When negotiating the sale of a bank, the buyers and sellers often engage in a kabuki dance over the indemnification provisions of the agreement. What should you expect as a buyer or a seller when it comes to these terms?

Every two years the American Bar Association publishes a Private Target Deal Points Study, which is widely recognized as the gold standard for market metrics of key negotiated legal issues in M&A agreements. While acknowledging that this study focuses on deals larger than your typical Iowa transaction, the study results can prove to be very useful in negotiations. This article will highlight some key findings that may be of interest to bankers.
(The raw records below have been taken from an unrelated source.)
PR #713, opened 2019-07-08
Fix error message bug

C3000:
Steps to repreduce:
1. Open the shop
2. Add an article to the basket
3. Go to checkout and login as user
4. Change the adress so that an error comes up (testing: disable JS)
5. Submit the form again with error

Expected behavior:
There is one error in the top of the page (value expected)

Actual behavior:
There are two errors in the top of the page (value expected, value expected)

P.S.
Normally there is no double error message because the errors will be cleared by the widgets which will be called after.
If there aren't any widgets the bug will be visible.

### DIFF
--- a/source/Application/Component/UserComponent.php
+++ b/source/Application/Component/UserComponent.php
@@ -726,7 +726,6 @@ class UserComponent extends \OxidEsales\Eshop\Core\Controller\BaseController
             return;
         } catch (\OxidEsales\Eshop\Core\Exception\InputException $oEx) {
             Registry::getUtilsView()->addErrorToDisplay($oEx, false, true);
-            Registry::getUtilsView()->addErrorToDisplay($oEx, false, true, 'input_not_all_fields');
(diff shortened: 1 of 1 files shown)


Sieg:
Hello @C3000, Thanks for the pull request. The problem is - i cannot reproduce the error. Tested our latest frow theme with b-6.x Enterprise and Community edition shops. Could you please double check what is your configuration? Maybe you are using modified error display or some other then flow theme?

C3000:
Hello @Sieg ,
yes, we're not using the flow theme. The difference between our theme and the flow theme is that we don't use widgets. This should be an allowed behaviour.
In the flow theme there is no double error message because the errors will be cleared by the widgets which are called after.
If there aren't any widgets the bug will appear.
Regards

Sieg:
Hey @C3000, thanks for the fix. I have rebased it on b-6.3.x and merged up.

PR #714, opened 2019-07-16
Catch PHP Fatal error.

tmloberon:
If a wrong string is entered in the paramerter `listtype=`, a PHP Fatal Error will occur. You will be thrown back to the home page instead of displaying the detail page.

Triggered with uri: /Kiteboarding/Kites/Kite-CORE-GTS.html?listtype=XYZ_BOOM


Sieg:
Thanks @tmloberon! Merged.

PR #716, opened 2019-07-23
remove unnecessary parameters in function call

alfredbez:
see https://github.com/OXID-eSales/oxideshop_ce/blob/96dcc008e9d0a4643fb8363e07c359682751faeb/source/Core/UtilsView.php#L139-L146

`$blFull` is already set to false and `$useCustomDestination` makes only sense if you provide also `$customDestination` (which we don't do in this case).


Sieg:
Thanks @alfredbez, merged!.

PR #718, opened 2019-07-29
Pass fetchAll parameters to get more control

Sioweb:
PDO::fetchAll has some arguments, which can control the output. If we use `SELECT OXID FROM oxarticles;`, we would get 

```
Array
(
    [0] => Array
        (
            [0] => 022ec39af56268f3cd232d69494b8fc5
        )

    [1] => Array
        (
            [0] => 0292f9ba6f4dffff4e4c4bf66328163a
        )

    [2] => Array
        (
            [0] => 03022a216baaee246aa6790572264309
        )
....
```

But with `->fetchAll(\PDO::FETCH_COLUMN)` we would get:

```
Array
(
    [0] => 022ec39af56268f3cd232d69494b8fc5
    [1] => 0292f9ba6f4dffff4e4c4bf66328163a
    [2] => 03022a216baaee246aa6790572264309
    ....
```

This would help to make some modules much more performent, because ppl do not need to walk every row in a while-loop or use array_walk or something.

What do u think about it?

### DIFF
--- a/source/Core/Database/Adapter/Doctrine/ResultSet.php
+++ b/source/Core/Database/Adapter/Doctrine/ResultSet.php
@@ -84,14 +84,17 @@ class ResultSet implements \IteratorAggregate, ResultSetInterface
     /**
      * Returns an array containing all of the result set rows
      *
+     * @param integer $iFetchArguments controlls how PDO should format result array.
+     * @param integer $sFetchClass will initiate a class for each row if needed.
+     *
      * @return array
      */
-    public function fetchAll()
+    public function fetchAll($iFetchArguments = null, $sFetchClass = null)
     {
         $this->close();
         $this->getStatement()->execute();
 
-        return $this->getStatement()->fetchAll();
+        return $this->getStatement()->fetchAll($iFetchArguments, $iFetchClass);
     }
 
     /**


Sioweb:
it would also be totaly okay to use something like:

```php
$args = func_get_args();
call_user_func_array([$this->getStatement(), 'fetchAll'], $args);
```

Just to be sure all parameters will be passed as PHP it intended.

flow-control:
Hey @Sioweb,

i personaly think this is great idea, but in my opinion we should try to match the upstream method signature from `Doctrine\DBAL\Driver\ResultStatement::fetchAll()`.
https://github.com/doctrine/dbal/blob/master/lib/Doctrine/DBAL/Driver/ResultStatement.php#L87

What do you think?

Kind regards
Florian

Sioweb:
Ho!

im not sure if this will break compatibility. The first argument of doctrines fetchAll is fetchMode. What happen to all modules which still use fetchAll() with arguments as first parameter?

Or did i missed something?

flow-control:
Hi,

could you clearify that?
AFAIK the `fetchAll()` method never had any arguments.

Kind regards
Flo

Sioweb:
Ah sure! 

i've just checked my changes and not the original code :)

Well im not sure if this methode is using doctrine, i thought it use PDO? If not, i agree, we can use doctrines parameters.

flow-control:
Hi,

OXID is using Doctrine which is using PDO to connect to MySQL. Therefore - as a side note - you should not use `\PDO::FETCH_COLUMN`, but `\Doctrine\DBAL\FetchMode::COLUMN`.

/Flo

Sioweb:
Alright, ill update the PR then?

flow-control:
From my point of view: yes :+1: 
@Sieg, what do you think about this?

Sieg:
Hello guys, first of all - thanks for your interest in improving the OXID. 

For this concrete PR, I think that this will be not very good solution, as:
* we will not follow the interface with this implementation anymore.. Yes, it will work for this case, but if the ruleset will be extended somewhere, the extended class will not work anymore.
* it should be simple to use, and thats, why we have simple getAll and **getCol** for your case
* adding strange integer arguments to switch the results, is not a good tone. If you really need some other type of result, better option in my opinion would be to add some specific method for it, or just build the whole chain to get your needed result at that place.

I will move this PR to our Architects board, so they could give a green light for it if i am wrong with my points.

Sieg:
Hello. Looks like architects agree with my points regarding this one.

PR #720, opened 2019-08-01
bugfix for https://bugs.oxid-esales.com/view.php?id=6811

Alpha-Sys:
First part of bugfix for https://bugs.oxid-esales.com/view.php?id=6811
Use correct return value.


Sieg:
Thanks @Alpha-Sys, merged. The bug is not yet closed as frontend should be fixed in flow and wave.

PR #722, opened 2019-09-11
SEO Thing ... URI and end slash 

TumTum:
If the end slash is missing at the URI, then it is clearly a 301 forward and not a temporary forward.

```
     http://oxid.localhost/Kiteboarding/Trapeze  
  -> HTTP-Status 301 
  -> http://oxid.localhost/Kiteboarding/Trapeze/

```


Sieg:
Hello @TumTum, thanks for the improvement! Looks correct, so merged to our b-6.x and master.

Survival Period of Representations & Warranties

Frequently debated is the survival period of the representations and warranties. In over 80 percent of deals in the study, the survival period was between 12 and 18 months with 27 percent being exactly 12 months, 18 percent being between 12 months and 18 months, and 38 percent being exactly 18 months. The remaining deals had survival periods greater than 18 months or no express survival period.

Escrow/Holdback

Just over three quarters of deals included some sort of escrow or holdback. In bank transactions this is usually tied to suspect loans and other items that cannot be quantified at the closing. The study results showed that the escrow size was:

Escrow Size

(% of deal value)

<3%

>3%-<5%

5%

>5%-<7%

>7%-<10%

10%

>10%-<15%

>15%

% of Deals Analyzed

32%

7%

5%

7%

21%

12%

15%

2%

Caps on Indemnification

Nearly 80 percent of deals had a determinable cap on indemnification, and in 59 percent of those deals the cap was less than 10 percent of the deal value. Fifteen percent of deals had a cap of exactly 10 percent, and an additional 15 percent had a cap between 10 percent and 15 percent. Only 7 percent of deals had caps between 15 percent and 50 percent, and 4 percent of deals had caps equal to the entire purchase price.

Baskets

On the other hand, 65 percent of deals had no eligible claim threshold. Ninety-five percent of those deals with a basket had a basket size of 1 percent of the deal value or less (45 percent with 0.5 percent or less, and 50 percent with between 0.5 percent to 1 percent). Only 2 percent of deals had a basket size greater than 2 percent of the deal value. Seventy percent of the baskets were a deductible from any indemnification claims. Just 26 percent were first-dollar baskets.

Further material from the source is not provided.